I will be using a 1.5" up spiral router bit to cut the mortises and a dado stack on my table saw to sneak up on (hopefully) the perfect tenon size. I have never tackled anything this large so any advice is appreciated. Thanks.


----------



## nbo10 (Jan 26, 2011)

What is E&C?

Sent from my SGH-M919 using Tapatalk


----------



## Al B Thayer (Dec 10, 2011)

I don't know what E and C is either. But I would suggest making the tenons longer. 1 1/2"? not long enough. Run them in till they almost touch each other. I would do a wedged tenon on something like this. Leave them low on the skirt. You can also make them thicker than the shoulder sides.











Like this one except not through.

Al

Nails only hold themselves.


----------



## Al B Thayer (Dec 10, 2011)

Oh now I get EC. No such thing as expansion and contraction in a tenon unless it's too close to the top or bottom of the mortise.

Al

Nails only hold themselves.


----------



## Wbwufpack (Nov 8, 2013)

Al B Thayer said:


> Oh now I get EC. No such thing as expansion and contraction in a tenon unless it's too close to the top or bottom of the mortise.
> 
> Al
> 
> Nails only hold themselves.


I am not sure I follow you. Are you saying the top/bottom of the tenon should not fit as tightly as the sides? I was planning to make it a tight fit all the way around. I can bump the tenon size up to .75"W x 3"T x 2.25"D. I am not sure my router will plunge deep enough to exceed 2.25" but I will play around on some scrap and see what I can get.

Thanks for the advice.


----------



## cabinetman (Jul 5, 2007)

Wbwufpack said:


> I am not sure I follow you.
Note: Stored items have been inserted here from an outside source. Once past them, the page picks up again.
PR #844, opened 2026-04-12
fix(backend_openai): enforce max_output_tokens capability clamp

jeong-sik:
## Summary
The capability record (`Llm_provider.Capabilities.t`) already declares `max_output_tokens` per provider/model (e.g. `openai_chat=16384`, `gpt-4o=16384`, `gpt-4.1=32000`), but neither `Backend_openai.build_request` nor `Api_openai.build_openai_body` was reading it. Both did raw passthrough of the user-supplied `max_tokens` straight into the request body, so a caller requesting more than the backend's actual cap got a 400 at the final-response step — **after** any mutating tools in the turn had already committed.

The abstraction was declared but not enforced — a fake implementation in the strict sense.

## Evidence — live keeper stall (2026-04-12)

MASC keeper `analyst` running the `keeper_unified` cascade (glm-coding → glm → **groq** → ollama) with `max_tokens: 65536`. Groq's `qwen/qwen3-32b` has a 40960 max-output cap that is surfaced only via the 400 response, not via any capability record we consult.

```
2026-04-12T00:37:49Z | keepalive turn scheduled for analyst: channel=scheduled_autonomous
2026-04-12T00:38:06Z | turn completed
2026-04-12T00:38:06Z | oas_worker: agent errored (no proof):
    Invalid request: `max_tokens` must be less than or equal to `40960`,
    the maximum value for `max_tokens` is less than the `context_window`
2026-04-12T00:38:06Z | analyst: unified turn FAILED cascade=keeper_unified
    max_context=262144 latency=16297ms
2026-04-12T00:38:06Z | registry: phase transition name=analyst
    old=running new=failing
    event=manual_reconcile_required(ambiguous_partial_commit(
      post_commit_failure:
      Mutating tools [keeper_board_comment] committed before the turn failed;
      retry stayed disabled and manual reconcile is required))
```

The keeper had already committed `keeper_board_comment` to state before the LLM final-response hit the 400. MASC's safety mechanism cannot safely retry (would double-commit) and opens a `manual_reconcile` sidecar. Across the full 6-keeper cohort this reliably cascades into a room-wide stall (`analyst`, `cheolsu`, `janitor`, `masc-improver`, `sangsu`, `uranium666` all hit the same pattern with different `committed_tools` — `masc_add_task`, `keeper_board_vote`, `masc_cleanup_zombies`, etc.).

## Fix

Both request builders now apply a ceiling clamp against `capabilities.max_output_tokens`:

- `lib/llm_provider/backend_openai.ml::build_request` — moves the existing `caps = ...` lookup earlier in the function and clamps `max_tokens` before adding it to the body. Removes the duplicate lookup later.
- `lib/api_openai.ml::build_openai_body` — uses the already-computed `capabilities` variable (line 68) to clamp before building the body.

Both paths call a new helper `Llm_provider.Backend_openai.warn_capability_clamp` — distinct from `warn_capability_drop` because the semantic is **value-lowering**, not **field-dropping**. Shares the same dedup table but uses a `:clamp` sentinel so a clamp warning does not silence a subsequent drop warning on the same `(model_id, field)` pair.

`[None]` cap semantics: "unknown backend" → pass through, rather than imposing an arbitrary ceiling. `[Some cap]`: lower oversized requests to cap, emit one-shot stderr WARN.

## No hardcoded numbers

The clamp reads the number from `capabilities.max_output_tokens` only. There is **no new hardcoded integer** anywhere in `backend_openai.ml` or `api_openai.ml`. All caps live in `capabilities.ml` where they already did — this PR only enforces the existing abstraction.

If a specific provider's cap is stale (e.g. Groq's qwen/qwen3-32b actually caps at 40960 but currently inherits `openai_chat_capabilities.max_output_tokens = Some 16_384` via `default_openai_compat_capabilities`), that is a **separate capability-accuracy fix** and out of scope for this PR. This PR ensures that whatever value is declared in `capabilities.ml` is actually enforced at request time. A follow-up can add `groq_capabilities` or a `starts_with \"qwen/qwen3-32b\"` override once the Groq team publishes authoritative per-model caps.

## Tests
Three new test cases in `test/test_api.ml::build_body_assoc`:

1. **clamp applied**: `gpt-4o` (cap=16384) + `max_tokens=32768` → body shows `16384`
2. **passthrough within cap**: `gpt-4o` + `max_tokens=4096` → body shows `4096` (unchanged)
3. **default-compat clamp for unknown model**: `totally-unknown-model-2099` + `max_tokens=65536` → body shows `16384` (falls through to `default_openai_compat_capabilities` = `openai_chat_capabilities.max_output_tokens = Some 16384` — the abstraction's deliberate safety default)

Full suite: 64 tests in `test_api` (was 61), all 30+ OAS test suites pass with 0 regressions.

## Observability change

Clamp now emits a one-shot stderr WARN:
```
[WARN] [backend_openai] clamping max_tokens for model <model>: requested <N>
  exceeds capability cap <M>. Update Capabilities.for_model_id if the advertised
  cap is stale, otherwise lower the value in your agent/cascade config to avoid
  the silent truncation.
```
Operators will see this ONCE per `(model_id, \"max_tokens\")` pair on the first oversized request — it is a debugging hint, not a per-request warning.

## Test plan
- [x] `dune build --root .` clean
- [x] `dune runtest --root .` 30+ suites green
- [x] `test_api` 64 tests (+3 new)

Are you saying the top/bottom of the tenon should not fit as tightly as the sides? I was planning to make it a tight fit all the way around. I can bump the tenon size up to .75"W x 3"T x 2.25"D. I am not sure my router will plunge deep enough to exceed 2.25" but I will play around on some scrap and see what I can get.
> 
> Thanks for the advice.


Tenons should be well fitted and have a slip fit with some slight resistance. They will expand some when glued.


















.


----------



## Billy De (Jul 19, 2009)

WARNING THIS IS THE LONGEST POST I`V EVER MADE: Cabinetman is right a mortice and tenon should be a sliding fit IE you should not have to beat it to put it together or beat it to take it apart.

You`ve raised a interesting theme with the size of the M+T, so I hope you don't mind if I take a walk through it with you and just say how I would do it and why.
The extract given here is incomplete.